## DESCRIPTION OF THE TASK
Each of the entries beneath this task should be written out exactly.

(Collected data)
++++++++++

PR #1351, opened 2018-05-19
Username realname proposal

atrol:
Proposal to fix https://mantisbt.org/bugs/view.php?id=24139

I don't think that my proposal https://mantisbt.org/bugs/view.php?id=24139#c59327 is something that can be done in short term, because of the open questions from https://mantisbt.org/bugs/view.php?id=24139#c59831

The general question is if we want to have again that $g_show_user_realname_threshold is not  considered if $g_show_realname = ON; 

If so,  this PR is a try to 
- keep all the refactoring done in https://mantisbt.org/bugs/view.php?id=23375
- partially keep enhancements of @ mentions
- get again the ability to hide usernames in e-mail notifications.

### DIFF
--- a/api/soap/mc_account_api.php
+++ b/api/soap/mc_account_api.php
@@ -42,12 +42,14 @@ function mci_account_get_array_by_id( $p_user_id ) {
 		# this deviates from the behaviour of view_user_page.php, but it is more intuitive
 		$t_is_same_user = $t_current_user_id === $p_user_id;
 
-		$t_can_see_realname = access_has_project_level( config_get( 'show_user_realname_threshold' ) );
-		$t_can_see_email = access_has_project_level( config_get( 'show_user_email_threshold' ) );
+		$t_can_see_realname = $t_is_same_user || $t_can_manage || user_show_realname() ||
+			access_has_project_level( config_get( 'show_user_realname_threshold' ) );
+		$t_can_see_email = $t_is_same_user || $t_can_manage ||
+			access_has_project_level( config_get( 'show_user_email_threshold' ) );
 
 		$t_result['name'] = user_get_username( $p_user_id );
 
-		if ( $t_is_same_user || $t_can_manage || $t_can_see_realname ) {
+		if ( $t_can_see_realname ) {
 			$t_realname = user_get_realname( $p_user_id );
 
 			if( !empty( $t_realname ) ) {
@@ -55,7 +57,7 @@ function mci_account_get_array_by_id( $p_user_id ) {
 			}
 		}
 
-		if ( $t_is_same_user || $t_can_manage || $t_can_see_email ) {
+		if ( $t_can_see_email ) {
 			$t_email = user_get_email( $p_user_id );
 
 			if( !empty( $t_email ) ) {
--- a/core/classes/BugFilterQuery.class.php
+++ b/core/classes/BugFilterQuery.class.php
@@ -1541,7 +1541,7 @@ class BugFilterQuery extends DbQuery {
 				$t_select = 'COALESCE(';
 				# Note: show_realname should only be set at global or all_projects
 				# Note: sort_by_last_name is not supported here
-				if( ON == config_get( 'show_realname' ) ) {
+				if( user_show_realname() ) {
 					$t_select .= 'NULLIF(' . $t_table_alias . '.realname, \'\'), ';
 				}
 				$t_select .= $t_table_alias . '.username, ';
--- a/core/email_api.php
+++ b/core/email_api.php
@@ -683,7 +683,7 @@ function email_monitor_added( $p_bug_id, $p_user_id ) {
 
 	$t_opt = array();
 	$t_opt[] = bug_format_id( $p_bug_id );
-	$t_opt[] = user_get_username( $p_user_id );
+	$t_opt[] = user_get_name( $p_user_id );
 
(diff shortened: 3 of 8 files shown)


atrol:
>  may be confusing (realname == OFF, yet threshold causes realnames to be visible)

I don't think it's that much confusing, as the threshold is just used at a single place if realname == OFF
After merging my PR, the behavior is again what is documented and what worked for many years.
```
 * This specifies the access level that is needed to see realnames on user view
 * page
```


> if a user can see realname by default, they should see it everywhere in view issue page, email, etc

Have a look at the table below.
I think it is a good compromise between backward compatibility and adding some help to find out the username for @ mentions.


> If we want fine controls, between email and view page, then should these be their own config options, etc?

Right, but IMO we need a short term solution.
I am not able to invest even more time in this topic at the moment.

### Expected behavior after merging the PR

Display location |  show_realname  ON |  show_realname OFF
---------------- | -------------------- | ----------------------
"Reporter" and "Assigned To" on view.php | Realname + Username in tooltip | Username
"Reporter" and "Assigned To" in E-Mail Notifications | Realname | Username
"Reporter" and "Assigned To" in CSV Export | Realname | Username
"Reporter" and "Assigned To" in Excel Export | Realname | Username
 "Users monitoring this issue" on view.php | Realname + Username in tooltip | Username
History on view.php | Realname + Username in tooltip | Username
History in E-Mail Notifications  | Realname  | Username
Drop down lists to select a single user, e.g. "Assign To" or "Simple Filters" | Realname + (Username) | Username
Lists to select multiple users, e.g. "Send Reminder" or "Advanced Filters" | Realname + (Username) | Username
Timeline | Realname + Username in tooltip | Username
"Reporter" and "Assigned To" columns on view_all_bug_page.php | Realname + Username in tooltip | Username
"Status" column on view_all_bug_page.php if show_assigned_names = ON | Realname + Username in tooltip | Username
"Real Name" on view_user_page | Realname  | Realname or nothing, depending on show_user_realname_threshold

atrol:
> The implemented behavior here shows realname even if it is OFF which seems to be inconsistent with other configs

You mean this row with it

Display location |  show_realname  ON |  show_realname OFF
---------------- | -------------------- | ----------------------
"Real Name" on view_user_page | Realname  | Realname or nothing, depending on show_user_realname_threshold

Visit [this page](https://www.mantisbt.org/bugs/view_user_page.php?id=11111) on our bug tracker.
Do you really want to see any other thing than the real name of atrol in field `Real Name` on this page if you are logged in as user vboctor?

> Why wouldn't we require show_realname = ON and threshold greater or equal to show_realname_threshold?

As told before
- the behavior is what is documented `specifies the access level that is needed to see realnames on user view page`
-  the behavior is what we had for many years, which means that users don't have to change setshow_realname_threshold to see real names

> Should we show realname (username) in case of email notifications, csv export, and Excel export? 

Not at the moment, as there are users relying on the former behavior due to security reasons where usernames were not visible at various places if show_realname = ON.
Please read all the discussions in the affected and related issues.

Again: This is a compromise, as long as there is no one who implements https://mantisbt.org/bugs/view.php?id=24139#c59327 + adds a new option to protect user names (something like $g_show_user_username_threshold )+ deals with empty real names + deals with non unique real names.

All I could offer to replace this PR,  is a new PR that reverts even more to the old behavior but keeps just your refactoring to have less places where we deal with user/real names.

vboctor:
>> The implemented behavior here shows realname even if it is OFF which seems to be inconsistent with other configs

> You mean this row with it

What I meant that for other options we honor the ON/OFF feature first and only if ON we check associated threshold.  Or we don't have ON/OFF and just rely on threshold.  Of course, I expect that the Real Name field on the user view page to only show Real Name (if visible to logged in user).  I understand the inconsistent here is motivated by backward compatibility.

> the behavior is what we had for many years, which means that users don't have to set show_realname_threshold (default is NOBODY) to see real names if show_realname = ON

I think if the desired behavior is possible, it is OK to ask changing the value of the config options.  We have already changed the behavior for several releases, so it is not like it is a new change.  We can also make this clear in the release notes.

> This is a compromise

I understand that, and I'm generally OK with your proposal here.  I don't think we should revert.  The old code is a mess.  But I'm of the opinion that an inconsistent behavior should be fixed over time and that not every MantisBT user will be on board with the change.  So even with merging this PR shouldn't mean that we shouldn't have future changes that will drive consistency.  For cases where we want to provide flexibility, we can have config options, but we should eventually get to a point where we are consistent and forward looking by default.

In summary, I'm OK with this PR, but that doesn't exclude future changes to drive consistency even if there will be requests not to change the behavior.  I would also like with future changes to get to a point that calling code not have to replicate business logic of whether to show realname or not, but depend on call to user API.

Anyway, thanks @atrol for putting this together.

atrol:
> I don't think we should revert. The old code is a mess. 

Right, that's why I kept as much as possible of your refactoring in the PR.

> But I'm of the opinion that an inconsistent behavior should be fixed over time and that not every MantisBT user will be on board with the change.

Right, we cannot know if a user relies on an undocumented feature (e.g. don't display usernames in e-mail notifications). 
For most of the users (including myself) https://github.com/mantisbt/mantisbt/pull/1349 would have been enough.

> I'm OK with this PR, but that doesn't exclude future changes to drive consistency even if there will be requests not to change the behavior.

+1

++++++++++

## ANSWER AREA
PR #1351, opened 2018-05-19
Username realname proposal

atrol:
Proposal to fix https://mantisbt.org/bugs/view.php?id=24139

I don't think that my proposal https://mantisbt.org/bugs/view.php?id=24139#c59327 is something that can be done in short term, because of the open questions from https://mantisbt.org/bugs/view.php?id=24139#c59831

The general question is if we want to have again that $g_show_user_realname_threshold is not  considered if $g_show_realname = ON; 

If so,  this PR is a try to 
- keep all the refactoring done in https://mantisbt.org/bugs/view.php?id=23375
- partially keep enhancements of @ mentions
- get again the ability to hide usernames in e-mail notifications.

### DIFF
--- a/api/soap/mc_account_api.php
+++ b/api/soap/mc_account_api.php
@@ -42,12 +42,14 @@ function mci_account_get_array_by_id( $p_user_id ) {
 		# this deviates from the behaviour of view_user_page.php, but it is more intuitive
 		$t_is_same_user = $t_current_user_id === $p_user_id;
 
-		$t_can_see_realname = access_has_project_level( config_get( 'show_user_realname_threshold' ) );
-		$t_can_see_email = access_has_project_level( config_get( 'show_user_email_threshold' ) );
+		$t_can_see_realname = $t_is_same_user || $t_can_manage || user_show_realname() ||
+			access_has_project_level( config_get( 'show_user_realname_threshold' ) );
+		$t_can_see_email = $t_is_same_user || $t_can_manage ||
+			access_has_project_level( config_get( 'show_user_email_threshold' ) );
 
 		$t_result['name'] = user_get_username( $p_user_id );
 
-		if ( $t_is_same_user || $t_can_manage || $t_can_see_realname ) {
+		if ( $t_can_see_realname ) {
 			$t_realname = user_get_realname( $p_user_id );
 
 			if( !empty( $t_realname ) ) {
@@ -55,7 +57,7 @@ function mci_account_get_array_by_id( $p_user_id ) {
 			}
 		}
 
-		if ( $t_is_same_user || $t_can_manage || $t_can_see_email ) {
+		if ( $t_can_see_email ) {
 			$t_email = user_get_email( $p_user_id );
 
 			if( !empty( $t_email ) ) {
--- a/core/classes/BugFilterQuery.class.php
+++ b/core/classes/BugFilterQuery.class.php
@@ -1541,7 +1541,7 @@ class BugFilterQuery extends DbQuery {
 				$t_select = 'COALESCE(';
 				# Note: show_realname should only be set at global or all_projects
 				# Note: sort_by_last_name is not supported here
-				if( ON == config_get( 'show_realname' ) ) {
+				if( user_show_realname() ) {
 					$t_select .= 'NULLIF(' . $t_table_alias . '.realname, \'\'), ';
 				}
 				$t_select .= $t_table_alias . '.username, ';
--- a/core/email_api.php
+++ b/core/email_api.php
@@ -683,7 +683,7 @@ function email_monitor_added( $p_bug_id, $p_user_id ) {
 
 	$t_opt = array();
 	$t_opt[] = bug_format_id( $p_bug_id );
-	$t_opt[] = user_get_username( $p_user_id );
+	$t_opt[] = user_get_name( $p_user_id );
 
(diff shortened: 3 of 8 files shown)


atrol:
>  may be confusing (realname == OFF, yet threshold causes realnames to be visible)

I don't think it's that much confusing, as the threshold is just used at a single place if realname == OFF
After merging my PR, the behavior is again what is documented and what worked for many years.
```
 * This specifies the access level that is needed to see realnames on user view
 * page
```


> if a user can see realname by default, they should see it everywhere in view issue page, email, etc

Have a look at the table below.
I think it is a good compromise between backward compatibility and adding some help to find out the username for @ mentions.


> If we want fine controls, between email and view page, then should these be their own config options, etc?

Right, but IMO we need a short term solution.
I am not able to invest even more time in this topic at the moment.

### Expected behavior after merging the PR

Display location |  show_realname  ON |  show_realname OFF
---------------- | -------------------- | ----------------------
"Reporter" and "Assigned To" on view.php | Realname + Username in tooltip | Username
"Reporter" and "Assigned To" in E-Mail Notifications | Realname | Username
"Reporter" and "Assigned To" in CSV Export | Realname | Username
"Reporter" and "Assigned To" in Excel Export | Realname | Username
 "Users monitoring this issue" on view.php | Realname + Username in tooltip | Username
History on view.php | Realname + Username in tooltip | Username
History in E-Mail Notifications  | Realname  | Username
Drop down lists to select a single user, e.g. "Assign To" or "Simple Filters" | Realname + (Username) | Username
Lists to select multiple users, e.g. "Send Reminder" or "Advanced Filters" | Realname + (Username) | Username
Timeline | Realname + Username in tooltip | Username
"Reporter" and "Assigned To" columns on view_all_bug_page.php | Realname + Username in tooltip | Username
"Status" column on view_all_bug_page.php if show_assigned_names = ON | Realname + Username in tooltip | Username
"Real Name" on view_user_page | Realname  | Realname or nothing, depending on show_user_realname_threshold

atrol:
> The implemented behavior here shows realname even if it is OFF which seems to be inconsistent with other configs

You mean this row with it

Display location |  show_realname  ON |  show_realname OFF
---------------- | -------------------- | ----------------------
"Real Name" on view_user_page | Realname  | Realname or nothing, depending on show_user_realname_threshold

Visit [this page](https://www.mantisbt.org/bugs/view_user_page.php?id=11111) on our bug tracker.
Do you really want to see any other thing than the real name of atrol in field `Real Name` on this page if you are logged in as user vboctor?

> Why wouldn't we require show_realname = ON and threshold greater or equal to show_realname_threshold?

As told before
- the behavior is what is documented `specifies the access level that is needed to see realnames on user view page`
-  the behavior is what we had for many years, which means that users don't have to change setshow_realname_threshold to see real names

> Should we show realname (username) in case of email notifications, csv export, and Excel export? 

Not at the moment, as there are users relying on the former behavior due to security reasons where usernames were not visible at various places if show_realname = ON.
Please read all the discussions in the affected and related issues.

Again: This is a compromise, as long as there is no one who implements https://mantisbt.org/bugs/view.php?id=24139#c59327 + adds a new option to protect user names (something like $g_show_user_username_threshold )+ deals with empty real names + deals with non unique real names.

All I could offer to replace this PR,  is a new PR that reverts even more to the old behavior but keeps just your refactoring to have less places where we deal with user/real names.

vboctor:
>> The implemented behavior here shows realname even if it is OFF which seems to be inconsistent with other configs

> You mean this row with it

What I meant that for other options we honor the ON/OFF feature first and only if ON we check associated threshold.  Or we don't have ON/OFF and just rely on threshold.  Of course, I expect that the Real Name field on the user view page to only show Real Name (if visible to logged in user).  I understand the inconsistent here is motivated by backward compatibility.

> the behavior is what we had for many years, which means that users don't have to set show_realname_threshold (default is NOBODY) to see real names if show_realname = ON

I think if the desired behavior is possible, it is OK to ask changing the value of the config options.  We have already changed the behavior for several releases, so it is not like it is a new change.  We can also make this clear in the release notes.

> This is a compromise

I understand that, and I'm generally OK with your proposal here.  I don't think we should revert.  The old code is a mess.  But I'm of the opinion that an inconsistent behavior should be fixed over time and that not every MantisBT user will be on board with the change.  So even with merging this PR shouldn't mean that we shouldn't have future changes that will drive consistency.  For cases where we want to provide flexibility, we can have config options, but we should eventually get to a point where we are consistent and forward looking by default.

In summary, I'm OK with this PR, but that doesn't exclude future changes to drive consistency even if there will be requests not to change the behavior.  I would also like with future changes to get to a point that calling code not have to replicate business logic of whether to show realname or not, but depend on call to user API.

Anyway, thanks @atrol for putting this together.

atrol:
> I don't think we should revert. The old code is a mess. 

Right, that's why I kept as much as possible of your refactoring in the PR.

> But I'm of the opinion that an inconsistent behavior should be fixed over time and that not every MantisBT user will be on board with the change.

Right, we cannot know if a user relies on an undocumented feature (e.g. don't display usernames in e-mail notifications). 
For most of the users (including myself) https://github.com/mantisbt/mantisbt/pull/1349 would have been enough.

> I'm OK with this PR, but that doesn't exclude future changes to drive consistency even if there will be requests not to change the behavior.

+1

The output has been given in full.